What type of coat does he have? 

I'd recommend getting an A#1 All Systems 27mm soft pad (white) pin brush. It's an excellent brush for a Maltese coat.

http://www.carealotpets.com/item-detail/?ItemID=4692B

Then brush him like K&C's mom said, by flipping the hair back and starting underneath, then bringing the top section down a little at a time. Finally, finish by going through his whole coat with a greyhound comb to make sure you've gotten all the mats out.

Here's a good how-to:

http://www.bhejei.com/groom-basic.htm


----------



## Vikki and Audrey (Jan 12, 2005)

> > I don't know what is wrong with me but the scent of Liquid Silk bothers me terribly. I cannot stand it. I know so many people on SM are in love with the scent but I cannot tolerate it.
> >
> >
> >
> ...


----------



## Puddles Mom (Jun 20, 2004)

I was going to start a tread about conditioners and found this one. Now I'm still confused.....ICE on ICE or Pet Silk, still can't decide. Puddles hair is cottony and feels dry.

Went to web site to order the brush every one else uses and talks about, #1 All Systems Pin Brush with Wood Handle. Then again I'm confused..

Large oval head, extra long with contoured and lightweight handles, long pins are smooth and have rounded tips.

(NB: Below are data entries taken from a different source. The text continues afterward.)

PR #438, opened 2024-02-28
feat(halo/cmd): register operator with AVS

jmozah:
Register or deregister operator with AVS

task: none


halo/cmd/flags.go
```diff
@@ -25,3 +25,10 @@ func bindInitFlags(flags *pflag.FlagSet, cfg *InitConfig) {
 	flags.BoolVar(&cfg.Force, "force", cfg.Force, "Force initialization (overwrite existing files)")
 	flags.BoolVar(&cfg.Clean, "clean", cfg.Clean, "Delete home directory before initialization")
 }
+
+func bindOperatorFlags(flags *pflag.FlagSet, cfg *OperatorConfig) {
+	libcmd.BindHomeFlag(flags, &cfg.HomeDir)
+	flags.StringVar(&cfg.L1ChainName, "l1chain", cfg.L1ChainName, "The layer 1 chain name")
+	flags.StringVar(&cfg.AVSDirectoryAddr, "avs-dir-addr", cfg.AVSDirectoryAddr, "The AVS Directory contract address")
```
kevinhalliday, line 32: We can read the AVS direcetory from the OmniAVAS contract, so operators don't need to find the AVS directory address

halo/cmd/flags.go
```diff
@@ -25,3 +25,10 @@ func bindInitFlags(flags *pflag.FlagSet, cfg *InitConfig) {
 	flags.BoolVar(&cfg.Force, "force", cfg.Force, "Force initialization (overwrite existing files)")
 	flags.BoolVar(&cfg.Clean, "clean", cfg.Clean, "Delete home directory before initialization")
 }
+
+func bindOperatorFlags(flags *pflag.FlagSet, cfg *OperatorConfig) {
+	libcmd.BindHomeFlag(flags, &cfg.HomeDir)
+	flags.StringVar(&cfg.L1ChainName, "l1chain", cfg.L1ChainName, "The layer 1 chain name")
```
kevinhalliday, line 31: Feels a little weird for "l1 chain name" to be part of this interface for operator registration. Should netconf chain names be something operators are familiar with when registering with our AVS?

Maybe we can add `IsL1` to `netconf.Chain` , like we have `IsOmni`?  Or we could have them just provide an rpc url here?

halo/cmd/register_to_avs.go
```diff
@@ -0,0 +1,166 @@
...
+
+	operatorSignatureWithSaltAndExpiry.Signature, err = crypto.Sign(digestHash[:32], operPK)
+	if err != nil {
+		return errors.Wrap(err, "error signing)")
+	}
+
+	if len(operatorSignatureWithSaltAndExpiry.Signature) != 65 {
+		return errors.New("invalid signature length")
+	}
+	operatorSignatureWithSaltAndExpiry.Signature[64] += 27
```
kevinhalliday, line 121: I think we have some utilities for validators to sign things in `lib/k1util` - maybe use them here?

kevinhalliday (approved):

halo/cmd/flags.go
jmozah: i will add giving the url

PR #443, opened 2024-02-28
chore(contracts/avs): refactor avs contract

kevinhalliday:
Refactor avs contract.

- use full natspec comments in avs source
- update comment content & format
- revise avs func grouping
- replace "Validator" term with "Operator"
- rename "StrategyParams" to "StragegyParam"

task: none


kevinhalliday:
Some further explanation.

- made some opinionated choices in comments & func grouping. Think this makes things more digestible for new comers, will read better for audits
- renamed Validator struct to Operator - I did not like how we had to things with the same meaning. This choice was left over from when we had name conflict with eigenlayer middleware `OperatorStateRetreiver`, which we no longer use

ttarsi (approved):

PR #446, opened 2024-02-29
chore(docs): add operator info

ttarsi:
- use "introduction" subsection for each section to standardize the intro page
- use xapp rather than both xapp and xdapp (not finalized, but for consistency)
- add some operator info
- use bold for token ids

task: none


idea404 (approved):
Nice, improves the structuring and readability of the site

PR #3471, opened 2025-03-20
chore(solver/app): reset oldest order

corverroos:
Reset `oldestOrder` gauge to remove stale data for chains without any orders anymore.

issue: none


corverroos:
The goal is to remove these "flat" sections in the graph, rather resulting in "no data" for those sections.
image

chmllr (approved):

35mm Firm with black pad for rough double coats. 35mm Soft with white pad for softer, silkier coats

27mm Regular with white pad for those who like a heavier brush with a soft touch.


----------



## dr.jaimie (Mar 23, 2004)

its the one with the white pad


----------



## Puddles Mom (Jun 20, 2004)

Opps there were 2 with white pads.

35mm Soft with white pad for softer, silkier coats 

27mm Regular with white pad for those who like a heavier brush with a soft touch. 

#1 All Systems Pin Brush with Wood Handle


----------



## dr.jaimie (Mar 23, 2004)

which ever are equivilent to these http://mjmcompany.com/1allsystems-pin-brush.htm


----------



## Puddles Mom (Jun 20, 2004)

Wonderful, thanks for your help.


----------



## dr.jaimie (Mar 23, 2004)

np hope puddles likes it hehe


----------



## Puddles Mom (Jun 20, 2004)

I'm sure he will not....lol Now it's to the conditioner....hmmmm

I'm needing this stuff, cause hubby said Puddles could not go back to the groomer until this dog flu stuff has settled down. Sounds like Puddles has him around his little paw.


----------



## Ladysmom (Oct 19, 2004)

Puddles Mom, if Puddles has a cottony coat, you might want to get the Chris Christensen 27 mm Gold Series brush instead of the All Systems brush. It's more expensive but wonderful on cottony coats. I used the All Systems brush on Lady for years, but will never go back now that I've tried the CC brush!

http://www.chrissystems.com/brushes.htm


----------



## danah (Jan 8, 2005)

OK, I got the Ice on Ice but I must be using to much or something because Baxter seems to be a little greasy after a daily grooming. His hair looks oily afterwards!! I am going to try using less but if this isn't the problem I am not so sure I like this stuff. Any suggestions would help!!!


----------